I even have a lesser wattage. Only 10 Gallons, but I could able to get a dense coverage of plants. Thanks to Dwarf sag(I transferred it to my other betta bowl. Amazingly, it is still thriving in it without any light!! more that 20 days). I moved the Java fern, which out grew my tank. It is now slowly dying in my other bowl. I got sick of trimming the dwarf hygro...


PS: It used to house my other red crown tail betta, but unfortunately it is dead because of ick. It was too late for me to save it(I am a culprit! )


----------



## CL (Mar 13, 2008)

why is that shell in there? I would remove it unless it is used as shelter for some fish that cant part with it. Also, a way to get rid of the glare from flash: dont use flash, you might need to hold the camera really still, but it will look better:thumbsup:


----------



## denrama (Nov 2, 2007)

Why your plants don't look healthy though you have 15 watts on it?


----------



## Gianne00 (May 15, 2008)

dlawlor: Nice! I really like this tank. It's funny when things occur at similar times, despite great distance and not knowing each other. Some kind of "5 gallon corner tank rescape vibes?" lol!

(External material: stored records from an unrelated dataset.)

PR #178, opened 2021-01-27
Fix optuna CI by pinning + move to latest ray master

richardliaw:
cc @krfricke


krfricke (approved):
By the way, should we consider using dependabot here, too?

Yard1:
Is there some sort of a version check for Optuna in Tune? If it won't work with the current version it'd be best to let users know

richardliaw:
ah @Yard1 the master version of Ray will work with all versions of Optuna! (including 2.4)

clwatkins: I didn't know they changed shape  The latin names are always very descriptive, lol. What different shapes do they exhibit under different light conditions?

Oh, and the little shell...it's a little ceramic turtle I thought was adorable >,< It really shouldn't be in there, it destroys the stump/root thing, but...argh ok I'll take it out hahaha. The turtle is actually halfway in a cave that would benefit the ottos more I think.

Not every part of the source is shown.